Os obstáculos institucionais e políticos foram apontados pelos bibliotecários como um bloqueio no relacionamento entre as diferentes bibliotecas públicas.

Estes obstáculos são fruto de rivalidades históricas e políticas entre os municípios, que têm vindo a dificultar a comunicação e a impossibilitar o entendimento entre os mesmos.

“Por outro lado, as bibliotecas públicas têm uma dimensão concelhia, são tuteladas por uma Câmara Municipal, a história do municipalismo em Portugal mostra que a cooperação entre câmaras não é algo fácil e portanto esse é um elemento dissuasor da cooperação”

(Entr.8)

A rivalidade e sobretudo a falta de hábito cooperativo condicionam não só o relacionamento entre municípios, mas também se manifestam internamente nas forma de comunicar dentro da estrutura organizacional. De acordo com os respondentes, as Autarquias apresentam manifestas lacunas ao nível da comunicação e da cooperação entre sectores e departamentos.

“As câmaras municipais não vêem esta questão como algo essencial. Existem câmaras que ainda não despertaram para a necessidade de ter uma biblioteca quanto mais para a necessidade de cooperar. Mesmo noutros sectores não existe cooperação e muitas vezes a informação tende a circular de forma ineficaz” (Entr.5)

Outro entrave relacionou-se com o excesso de burocracia que, em vez de agilizar processos e facilitar entendimentos, acaba por inviabilizar a concretização de possíveis parcerias.

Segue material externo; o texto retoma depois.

Issue #3510, opened 2024-06-26
Playback across segments


MengLi619:
## Describe the feature

Description

There is a requirement for us to playback near a time point (+/- 30s), but sometimes the stream will break, and multiple segments are created, the mediamtx only playback the first segment, which may not contain the desired time point. I don't know if there is any possibility to play all segments in the time range, regardless of any break in the middle.

Thanks a lot and appreciate your excellent work.

Mediamtx 1.5.1

moenodedev:
Discussion #3243

aler9:
Hello, we provide the `/list` endpoint that allows to list available time spans and allows users to build their own player around them and to manage gaps between segments in a personalized way.

If you want to skip gaps, then as mentioned by @moenodedev there's #3243

If you want to fill gaps, this is unimplemented but tracked in #2214 

If you want to fill gaps without waiting for the new feature, build a custom player that shows a blank screen during gaps.

Issue #2214, opened 2023-08-16
Allow a publisher to reconnect without disconnecting readers


aler9:
## Describe the feature

Blank screen or fallback stream should be routed to readers. Blank screen or fallback streams are checked for codec before being used in place of the original stream.

In case the publisher reconnects, the new stream should be checked:

* if tracks are equal to the one of the original stream, the new stream is routed to readers
* otherwise, readers are resetted

rnuck2:
This feature could be very useful to me. Is its implementation in progress?
At the moment, with the latest release (builded from main branch code), i get alwaysAvailable field not existing.
Thank you.

mrasvialpha:
It would also be good if there is an option to wait until a timeout is reached to check if the publisher reconnects and continue sending frame. Currently all the readers are disconnected immediately.

efraimjer:
any news on this feature?

xaionaro:
Also curious if there are any plans to make it happen anytime soon :)

JoLoZ:
Are there any updates regarding this feature?

winkmichael:
If I understand this correct, this would give the user the ability to have a stream and insert a "No Video.' or "No Input Available" type message into the stream itself?

epunter:
This would be an incredibly good feature, currently the only thing I need to get my gold standard home RTSP server

m1k1o:
I would like to implement this feature, because I am looking for a way how to acheive exactly this behavior for RTMP ingest. While my research I found out that [liquidsoap has already something experimental like this issue](https://www.liquidsoap.info/doc-2.1.2/ffmpeg_cookbook.html#live-switch-between-encoded-content) and there is a way how to acheive it with [gstreamer in rust](https://github.com/centricular/rtmp-slate-fallback).

@aler9 is there any idea / hints from your side how to implement this freatue? Some information that would be beneficial for me to know before I fork this repository and start tinkering with possible solutions? Thanks.

TagorePde:
mistserver , have failover streaming feature.

alex-rsk:
Hello, is this feature already implemented?

NextWork123:
hello,  when that feature gonna implement?

devnoname120:
Sorry for going a bit of a tangent but does anyone here know of a similar tool that has that feature? Either self-hosted or SaaS.

fragtion:
[...]

PR #3816, opened 2024-09-28
feat: playback can skip gap between segments

MengLi619:
Related to #3510, It will be very useful to concat record segments by Mediamtx. In our project, the network is not stable and will generate a lot of small segments. Also, we need to playback the video in real time. It's very difficult for us to concat the segments out of mediamtx, this is the PR to concat the segments when playback by the mediamtx.

I don't know if this pull request can be merged, please help to review it, thanks a lot!

### DIFF
--- a/internal/conf/conf.go
+++ b/internal/conf/conf.go
@@ -207,13 +207,14 @@ type Conf struct {
 	PPROFTrustedProxies IPNetworks `json:"pprofTrustedProxies"`
 
 	// Playback
-	Playback               bool       `json:"playback"`
-	PlaybackAddress        string     `json:"playbackAddress"`
-	PlaybackEncryption     bool       `json:"playbackEncryption"`
-	PlaybackServerKey      string     `json:"playbackServerKey"`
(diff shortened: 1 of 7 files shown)


dillanspencer:
I also need this feature. Specifically, I want the ability to download video recordings from any time within the last 24 hours, even if the requested duration spans multiple recording segments. For example, if a 15-minute event occurred, I need to be able to retrieve an exact 15-minute video, regardless of whether it falls within a single recording segment or across multiple segments.

aler9:
@dillanspencer the feature you described is already implemented.
This PR is related to gaps caused by multiple starts and stops of streams.

dillanspencer:
@aler9 Ok I might have an issue then. It seems that when I download large video clips it causes an error that creates a new segment. Then when I re-request video it only gives me video from the previous segment. Should I make an issue for this?

aler9:
This will not be merged. If you need smooth play back, you can either:
* build a custom JavaScript interface that handles gaps
* wait for #2214 
* improve network throughput

PR #3852, opened 2024-10-08
versiongetter: use a permissive AlternatesFS with git-go

database64128:
versiongetter does not work in Arch Linux's package build environment, because `repo.Log(&git.LogOptions{From: head.Hash()})` somehow returns `plumbing.ErrObjectNotFound`.

It might take some time before I can find out the root cause and submit a fix, so here's the preliminary change that wraps errors with additional context.

**Update: See the added comment in code.**

Fixes #3409.

### DIFF
--- a/go.mod
+++ b/go.mod
@@ -16,6 +16,7 @@ require (
 	github.com/fsnotify/fsnotify v1.7.0
 	github.com/gin-contrib/pprof v1.5.0
 	github.com/gin-gonic/gin v1.10.0
+	github.com/go-git/go-billy/v5 v5.5.0
 	github.com/go-git/go-git/v5 v5.12.0
 	github.com/golang-jwt/jwt/v5 v5.2.1
 	github.com/google/uuid v1.6.0
@@ -54,7 +55,6 @@ require (
 	github.com/gabriel-vasile/mimetype v1.4.3 // indirect
 	github.com/gin-contrib/sse v0.1.0 // indirect
 	github.com/go-git/gcfg v1.5.1-0.20230307220236-3a3c6141e376 // indirect
-	github.com/go-git/go-billy/v5 v5.5.0 // indirect
 	github.com/go-playground/locales v0.14.1 // indirect
 	github.com/go-playground/universal-translator v0.18.1 // indirect
 	github.com/go-playground/validator/v10 v10.20.0 // indirect
--- a/internal/core/versiongetter/main.go
+++ b/internal/core/versiongetter/main.go
@@ -2,6 +2,7 @@
 package main
 
 import (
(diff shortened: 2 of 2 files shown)


aler9:
Hello, the error message you've reported is usually triggered when repositories are pulled with `--depth=1`:

```
git clone --depth=1 https://github.com/bluenviron/mediamtx
```

When repositories are cloned in this way, the tag list is not available:

```
git tag
```

(this returns an empty list)

and the server is unable to get its tag.

In my opinion there are two ways to solve the issue:

1. we can find an alternative way to get the server tag, that is compatible with `--depth=1`
2. you have to alter the Arch Linux package in order to download the full repository.

I like the first approach better - try looking around.

database64128:
> you have to alter the Arch Linux package in order to download the full repository.

AFAIK this is not possible. The `makepkg` program first clones the remote repository into a local mirror repository, and then clones the local mirror repository into a separate package `src` repository, and switches to a new `makepkg` branch, where the actual build script runs. There's no way to change how the `src` repository is set up.

Mirror repo config (`mediamtx/config`):

```gitconfig
[core]
    repositoryformatversion = 0
    filemode = true
    bare = true
[remote "origin"]
    url = https://github.com/bluenviron/mediamtx.git
    fetch = +refs/*:refs/*
    mirror = true
```

`src` repo config (`src/mediamtx/.git/config`):

```gitconfig
[core]
    repositoryformatversion = 0
    filemode = true
    bare = false
    logallrefupdates = true
[remote "origin"]
    url = /home/database64128/repos/aur/mediamtx/mediamtx
    fetch = +refs/heads/*:refs/remotes/origin/*
[branch "main"]
    remote = origin
    merge = refs/heads/main
```

Inside the `src` repo, `git log` correctly shows the latest commit/tag:

```
commit 32d3fc55ccc631ad125462063b7bf387595209fe (HEAD -> makepkg, tag: v1.9.2)
```

database64128:
> When repositories are cloned in this way, the tag list is not available:

The `src` repo is not cloned with `--depth=1`. The full tag list and commit history are available via `git tag` and `git log`.

`repo.Tags()` is actually able to iterate over all tags. `repo.Log(&git.LogOptions{From: head.Hash()})` does not work and `repo.Log(&git.LogOptions{All: true})` returns an iterator that immediately gives `EOF`.

database64128:
Likely the same issue as mentioned in https://github.com/go-git/go-git/discussions/1125 and https://github.com/go-git/go-git/issues/1002. I'll update this PR once I get things working.

database64128:
Hi, I have pushed the fix to the branch and updated the PR title. It's now ready for review.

“Há tempos houve uma candidatura ao programa foral que não foi por diante porque se perdeu nos gabinetes das respectivas autarquias. Não houve vontade, comunicação nem agilidade dos parceiros” (Entr.7)

“Por outro lado existem entraves burocráticos, judiciais e financeiros que dificultam a partilha de custos, a partilha de documentos, de bases de dados etc., entre os diferentes Municípios” (Entr.7)

Os bibliotecários relataram, igualmente, problemas ao nível da autonomia de decisão, efeito de uma estrutura organizacional rígida e fortemente hierarquizada.

“O poder político dificulta, muitas vezes, a tomada de decisões e a concretização de iniciativas. Não temos autonomia para decidir o que condiciona a nossa acção.” (Entr.6)

73 “Muitas vezes não nos podemos ausentar dos serviços. Os próprios serviços impedem a deslocação dos técnicos por motivos económicos. Há falta de sensibilidade da tutela para estes assuntos.” (Entr.3)

De facto, as questões de índole institucional e política constituem um constrangimento à acção dos bibliotecários; contudo cabe aos mesmos quebrar essas barreiras e influenciar a tomada de decisão por parte dos responsáveis pelos executivos camarários.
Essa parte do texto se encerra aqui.